Saved data entries
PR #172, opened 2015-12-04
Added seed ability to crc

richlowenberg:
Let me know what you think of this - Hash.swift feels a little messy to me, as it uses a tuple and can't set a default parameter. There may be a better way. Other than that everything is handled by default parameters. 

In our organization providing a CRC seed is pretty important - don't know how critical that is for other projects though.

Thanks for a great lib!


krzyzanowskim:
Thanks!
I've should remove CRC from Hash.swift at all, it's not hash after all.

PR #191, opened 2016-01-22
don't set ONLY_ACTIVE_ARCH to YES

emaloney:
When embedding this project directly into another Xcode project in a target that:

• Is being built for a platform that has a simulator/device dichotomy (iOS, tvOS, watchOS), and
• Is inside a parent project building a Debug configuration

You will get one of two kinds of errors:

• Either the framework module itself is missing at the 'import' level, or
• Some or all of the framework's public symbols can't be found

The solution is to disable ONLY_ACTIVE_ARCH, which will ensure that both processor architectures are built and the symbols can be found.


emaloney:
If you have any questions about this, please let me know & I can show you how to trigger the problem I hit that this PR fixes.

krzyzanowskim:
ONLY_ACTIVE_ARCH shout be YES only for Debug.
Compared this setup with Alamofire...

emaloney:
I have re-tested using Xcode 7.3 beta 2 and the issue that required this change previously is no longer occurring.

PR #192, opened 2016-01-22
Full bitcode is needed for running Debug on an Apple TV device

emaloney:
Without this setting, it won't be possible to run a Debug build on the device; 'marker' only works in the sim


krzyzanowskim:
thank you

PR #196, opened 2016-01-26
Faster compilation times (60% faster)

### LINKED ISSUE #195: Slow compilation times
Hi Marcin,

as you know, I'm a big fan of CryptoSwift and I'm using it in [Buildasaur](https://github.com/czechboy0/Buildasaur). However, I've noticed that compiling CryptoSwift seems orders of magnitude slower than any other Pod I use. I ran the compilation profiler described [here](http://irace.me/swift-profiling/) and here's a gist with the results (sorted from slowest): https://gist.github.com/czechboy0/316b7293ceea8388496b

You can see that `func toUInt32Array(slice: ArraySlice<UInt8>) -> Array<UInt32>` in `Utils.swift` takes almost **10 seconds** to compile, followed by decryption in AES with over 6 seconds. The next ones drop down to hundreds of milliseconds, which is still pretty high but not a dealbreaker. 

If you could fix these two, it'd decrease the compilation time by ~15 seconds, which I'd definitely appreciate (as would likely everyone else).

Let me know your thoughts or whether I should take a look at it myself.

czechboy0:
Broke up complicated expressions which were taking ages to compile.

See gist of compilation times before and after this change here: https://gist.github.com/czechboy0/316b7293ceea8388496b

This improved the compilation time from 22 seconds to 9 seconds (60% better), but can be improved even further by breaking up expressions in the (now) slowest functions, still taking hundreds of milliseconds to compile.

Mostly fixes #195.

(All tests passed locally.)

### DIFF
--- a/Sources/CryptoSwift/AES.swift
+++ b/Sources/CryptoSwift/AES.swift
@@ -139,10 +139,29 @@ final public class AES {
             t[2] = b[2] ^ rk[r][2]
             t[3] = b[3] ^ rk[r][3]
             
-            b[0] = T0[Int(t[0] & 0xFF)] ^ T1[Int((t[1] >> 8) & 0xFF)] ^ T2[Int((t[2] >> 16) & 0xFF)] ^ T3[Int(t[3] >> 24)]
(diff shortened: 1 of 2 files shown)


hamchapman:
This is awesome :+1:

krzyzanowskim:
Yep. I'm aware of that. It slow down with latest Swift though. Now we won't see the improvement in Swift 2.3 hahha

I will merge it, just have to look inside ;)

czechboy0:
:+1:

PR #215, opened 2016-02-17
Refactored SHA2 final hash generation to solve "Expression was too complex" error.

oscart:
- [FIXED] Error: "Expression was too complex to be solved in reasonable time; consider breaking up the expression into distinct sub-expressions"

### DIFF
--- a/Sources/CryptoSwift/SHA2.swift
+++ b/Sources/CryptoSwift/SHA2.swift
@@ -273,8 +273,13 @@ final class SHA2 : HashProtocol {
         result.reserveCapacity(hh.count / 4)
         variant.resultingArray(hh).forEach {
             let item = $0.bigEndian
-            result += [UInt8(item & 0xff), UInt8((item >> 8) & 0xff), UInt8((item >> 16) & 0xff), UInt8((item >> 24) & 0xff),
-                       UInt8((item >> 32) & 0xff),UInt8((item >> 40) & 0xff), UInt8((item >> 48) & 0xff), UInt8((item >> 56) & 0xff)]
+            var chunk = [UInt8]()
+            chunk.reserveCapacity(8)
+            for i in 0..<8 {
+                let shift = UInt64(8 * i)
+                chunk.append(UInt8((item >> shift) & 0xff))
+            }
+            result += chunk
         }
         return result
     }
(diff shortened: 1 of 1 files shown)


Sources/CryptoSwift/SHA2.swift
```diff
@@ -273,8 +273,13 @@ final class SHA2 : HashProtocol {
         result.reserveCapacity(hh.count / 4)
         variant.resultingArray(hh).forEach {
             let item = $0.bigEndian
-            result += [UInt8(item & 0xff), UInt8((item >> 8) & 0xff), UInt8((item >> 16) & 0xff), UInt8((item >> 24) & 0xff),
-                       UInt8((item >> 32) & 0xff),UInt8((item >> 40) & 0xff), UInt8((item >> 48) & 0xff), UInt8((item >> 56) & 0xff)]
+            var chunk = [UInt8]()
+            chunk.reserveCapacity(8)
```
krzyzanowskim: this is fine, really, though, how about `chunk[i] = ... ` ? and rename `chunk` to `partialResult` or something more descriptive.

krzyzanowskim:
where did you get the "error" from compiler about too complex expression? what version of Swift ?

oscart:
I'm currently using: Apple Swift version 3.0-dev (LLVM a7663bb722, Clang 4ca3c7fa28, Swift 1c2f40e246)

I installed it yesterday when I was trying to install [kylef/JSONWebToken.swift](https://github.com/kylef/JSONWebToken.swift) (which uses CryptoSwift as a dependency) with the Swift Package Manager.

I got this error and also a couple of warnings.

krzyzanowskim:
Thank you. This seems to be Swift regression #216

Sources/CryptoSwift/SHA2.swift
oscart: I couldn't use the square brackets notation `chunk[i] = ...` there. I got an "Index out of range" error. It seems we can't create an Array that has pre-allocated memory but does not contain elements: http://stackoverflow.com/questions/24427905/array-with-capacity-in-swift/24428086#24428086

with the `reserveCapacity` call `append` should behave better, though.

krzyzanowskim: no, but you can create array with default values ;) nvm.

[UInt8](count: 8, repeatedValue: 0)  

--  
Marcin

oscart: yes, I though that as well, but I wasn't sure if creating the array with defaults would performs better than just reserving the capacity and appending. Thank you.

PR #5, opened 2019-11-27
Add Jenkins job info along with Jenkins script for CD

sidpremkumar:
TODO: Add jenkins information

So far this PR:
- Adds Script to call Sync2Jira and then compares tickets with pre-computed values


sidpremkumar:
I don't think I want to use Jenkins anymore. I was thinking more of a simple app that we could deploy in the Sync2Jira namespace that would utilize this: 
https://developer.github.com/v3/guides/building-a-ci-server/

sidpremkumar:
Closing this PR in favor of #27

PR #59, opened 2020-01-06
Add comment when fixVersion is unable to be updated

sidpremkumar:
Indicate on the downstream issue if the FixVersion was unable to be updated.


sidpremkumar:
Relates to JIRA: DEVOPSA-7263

*How to complete this task:* Among the records above, a stretch begins at the line containing "I have re-tested" and ends at the line containing "Broke up complicated". Restate that stretch word for word, and nothing else.

*Response below:*
I have re-tested using Xcode 7.3 beta 2 and the issue that required this change previously is no longer occurring.

PR #192, opened 2016-01-22
Full bitcode is needed for running Debug on an Apple TV device

emaloney:
Without this setting, it won't be possible to run a Debug build on the device; 'marker' only works in the sim


krzyzanowskim:
thank you

PR #196, opened 2016-01-26
Faster compilation times (60% faster)

### LINKED ISSUE #195: Slow compilation times
Hi Marcin,

as you know, I'm a big fan of CryptoSwift and I'm using it in [Buildasaur](https://github.com/czechboy0/Buildasaur). However, I've noticed that compiling CryptoSwift seems orders of magnitude slower than any other Pod I use. I ran the compilation profiler described [here](http://irace.me/swift-profiling/) and here's a gist with the results (sorted from slowest): https://gist.github.com/czechboy0/316b7293ceea8388496b

You can see that `func toUInt32Array(slice: ArraySlice<UInt8>) -> Array<UInt32>` in `Utils.swift` takes almost **10 seconds** to compile, followed by decryption in AES with over 6 seconds. The next ones drop down to hundreds of milliseconds, which is still pretty high but not a dealbreaker. 

If you could fix these two, it'd decrease the compilation time by ~15 seconds, which I'd definitely appreciate (as would likely everyone else).

Let me know your thoughts or whether I should take a look at it myself.

czechboy0:
Broke up complicated expressions which were taking ages to compile.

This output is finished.